DIRECTIONS FOR THIS TASK ::
Examine the material below. Gather every line in which the string "either" appears.

━━━━

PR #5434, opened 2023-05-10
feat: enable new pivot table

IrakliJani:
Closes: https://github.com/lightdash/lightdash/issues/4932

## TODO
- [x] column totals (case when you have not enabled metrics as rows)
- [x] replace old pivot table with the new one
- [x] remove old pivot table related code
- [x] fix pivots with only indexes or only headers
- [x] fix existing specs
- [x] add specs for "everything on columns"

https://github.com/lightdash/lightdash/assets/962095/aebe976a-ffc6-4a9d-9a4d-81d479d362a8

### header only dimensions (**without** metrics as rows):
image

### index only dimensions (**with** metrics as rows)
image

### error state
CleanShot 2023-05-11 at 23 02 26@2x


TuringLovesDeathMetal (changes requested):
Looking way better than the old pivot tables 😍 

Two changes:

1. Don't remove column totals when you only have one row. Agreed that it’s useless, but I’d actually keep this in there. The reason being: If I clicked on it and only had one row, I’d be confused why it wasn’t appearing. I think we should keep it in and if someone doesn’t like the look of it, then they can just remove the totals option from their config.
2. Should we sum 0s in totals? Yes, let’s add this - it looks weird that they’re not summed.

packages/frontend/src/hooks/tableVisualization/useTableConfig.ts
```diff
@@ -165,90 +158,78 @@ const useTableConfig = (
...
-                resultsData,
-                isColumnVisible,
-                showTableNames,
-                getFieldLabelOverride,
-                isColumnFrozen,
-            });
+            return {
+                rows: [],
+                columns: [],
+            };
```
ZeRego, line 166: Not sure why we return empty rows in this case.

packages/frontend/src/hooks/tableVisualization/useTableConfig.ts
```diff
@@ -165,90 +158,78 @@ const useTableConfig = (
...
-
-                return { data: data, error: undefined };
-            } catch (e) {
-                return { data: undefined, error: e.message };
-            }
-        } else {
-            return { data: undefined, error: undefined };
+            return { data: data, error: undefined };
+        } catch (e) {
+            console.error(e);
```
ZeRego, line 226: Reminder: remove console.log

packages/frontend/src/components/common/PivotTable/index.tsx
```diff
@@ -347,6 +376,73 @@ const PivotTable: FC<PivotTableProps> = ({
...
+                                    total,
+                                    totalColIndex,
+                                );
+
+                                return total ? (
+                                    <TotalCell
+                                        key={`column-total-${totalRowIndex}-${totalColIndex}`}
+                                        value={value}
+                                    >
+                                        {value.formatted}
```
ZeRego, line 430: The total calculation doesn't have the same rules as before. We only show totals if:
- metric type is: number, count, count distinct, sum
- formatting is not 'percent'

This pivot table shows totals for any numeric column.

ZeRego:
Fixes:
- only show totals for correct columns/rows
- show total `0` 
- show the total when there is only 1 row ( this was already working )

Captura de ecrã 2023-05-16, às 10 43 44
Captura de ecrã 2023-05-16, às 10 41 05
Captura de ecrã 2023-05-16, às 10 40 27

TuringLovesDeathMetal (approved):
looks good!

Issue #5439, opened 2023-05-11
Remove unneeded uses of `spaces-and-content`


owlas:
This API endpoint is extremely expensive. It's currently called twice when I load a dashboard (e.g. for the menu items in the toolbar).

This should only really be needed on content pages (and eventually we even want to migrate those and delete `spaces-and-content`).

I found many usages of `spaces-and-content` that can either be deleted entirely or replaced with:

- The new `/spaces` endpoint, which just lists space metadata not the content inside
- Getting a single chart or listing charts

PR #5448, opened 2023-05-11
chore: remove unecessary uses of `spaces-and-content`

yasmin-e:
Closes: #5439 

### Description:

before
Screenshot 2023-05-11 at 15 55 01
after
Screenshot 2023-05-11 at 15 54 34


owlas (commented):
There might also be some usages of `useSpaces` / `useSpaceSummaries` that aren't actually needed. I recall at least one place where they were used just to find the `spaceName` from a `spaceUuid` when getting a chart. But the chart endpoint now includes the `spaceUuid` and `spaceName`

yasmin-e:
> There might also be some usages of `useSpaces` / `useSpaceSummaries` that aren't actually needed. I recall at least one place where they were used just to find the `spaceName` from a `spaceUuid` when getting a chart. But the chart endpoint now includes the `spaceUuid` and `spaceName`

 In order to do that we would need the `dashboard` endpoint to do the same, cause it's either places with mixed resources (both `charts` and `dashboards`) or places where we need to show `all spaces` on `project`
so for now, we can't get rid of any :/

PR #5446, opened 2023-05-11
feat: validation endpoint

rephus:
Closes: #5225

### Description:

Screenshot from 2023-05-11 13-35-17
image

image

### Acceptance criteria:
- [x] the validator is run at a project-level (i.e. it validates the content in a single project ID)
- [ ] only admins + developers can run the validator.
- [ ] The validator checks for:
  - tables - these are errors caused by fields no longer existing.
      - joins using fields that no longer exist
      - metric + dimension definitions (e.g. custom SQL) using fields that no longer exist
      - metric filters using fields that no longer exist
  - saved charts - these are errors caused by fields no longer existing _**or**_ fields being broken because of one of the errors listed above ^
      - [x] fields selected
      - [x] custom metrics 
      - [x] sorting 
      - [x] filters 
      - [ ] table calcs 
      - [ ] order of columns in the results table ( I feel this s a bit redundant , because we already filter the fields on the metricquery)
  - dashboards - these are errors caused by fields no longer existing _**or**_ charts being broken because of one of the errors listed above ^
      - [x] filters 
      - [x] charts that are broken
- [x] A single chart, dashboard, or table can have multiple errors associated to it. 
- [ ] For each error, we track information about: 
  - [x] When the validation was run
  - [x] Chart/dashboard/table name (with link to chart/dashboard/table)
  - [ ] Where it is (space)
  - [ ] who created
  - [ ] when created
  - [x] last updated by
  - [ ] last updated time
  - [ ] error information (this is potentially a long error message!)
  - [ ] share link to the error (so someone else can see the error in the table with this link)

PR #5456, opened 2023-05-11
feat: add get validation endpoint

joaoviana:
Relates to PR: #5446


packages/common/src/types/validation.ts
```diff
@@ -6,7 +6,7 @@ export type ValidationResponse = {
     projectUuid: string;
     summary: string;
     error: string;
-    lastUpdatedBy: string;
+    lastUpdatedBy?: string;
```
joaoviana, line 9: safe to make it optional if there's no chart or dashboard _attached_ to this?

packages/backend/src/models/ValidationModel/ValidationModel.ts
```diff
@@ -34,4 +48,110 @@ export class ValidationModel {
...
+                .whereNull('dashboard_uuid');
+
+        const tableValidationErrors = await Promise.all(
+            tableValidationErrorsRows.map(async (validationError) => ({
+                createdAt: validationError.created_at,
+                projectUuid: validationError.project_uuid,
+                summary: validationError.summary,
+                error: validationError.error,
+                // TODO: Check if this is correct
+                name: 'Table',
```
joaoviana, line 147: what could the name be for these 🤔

━━━━

TASK OUTPUT ::
I found many usages of `spaces-and-content` that can either be deleted entirely or replaced with:
 In order to do that we would need the `dashboard` endpoint to do the same, cause it's either places with mixed resources (both `charts` and `dashboards`) or places where we need to show `all spaces` on `project`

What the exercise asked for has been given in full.